Question

Assembling a chloroplast genome using only PacBio data (Illumina reads lost)

0

Entering edit mode

1 day ago

Serena • 0

Hello everyone,

I’m a master’s student working on a chloroplast genome assembly project. The sequencing data were generated about 4–5 years ago. Unfortunately, the company never provided us with the Illumina raw data — I only have PacBio reads available now.

I’d like to ask:

Is it feasible to assemble a complete chloroplast genome only using PacBio data?
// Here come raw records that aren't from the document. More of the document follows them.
PR #573, opened 2023-10-08
Fix mobs spawning

BenCheung0422:
This fixes that mobs cannot be normally spawned because of the misconfigurations. The main reason is that the values are set as the tile distances for entity despawn distances. A use of using `Math#hypot` is prevented to speed up the calculation.


ChristofferHolmesland (approved):

Makkkkus (approved):
This will be revised when we add infinte terrain.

Will the absence of Illumina reads significantly affect assembly quality or downstream analyses (such as gene annotation and comparative genomics)?

Would such a project still be considered substantial enough for a master’s thesis?

For context:

I’m relatively new to bioinformatics.

My lab mainly focuses on classical taxonomy, so I don’t have many local peers familiar with genome assembly.

The dataset is from a plant species (chloroplast genome expected ~150 kb).

Any advice on strategy, software suggestions, or similar experiences would be greatly appreciated.

Thank you very much in advance!

chloroplast genome-assembly • 173 views

ADD COMMENT • link updated 14 hours ago by shelkmike ★ 1.8k • written 1 day ago by Serena • 0

0

Entering edit mode

Can you find related chloroplast genomes (there must be some in NCBI) and try aligning the data your have?

It may be possible to do the assembly with what you have. shelkmike may have some suggestions.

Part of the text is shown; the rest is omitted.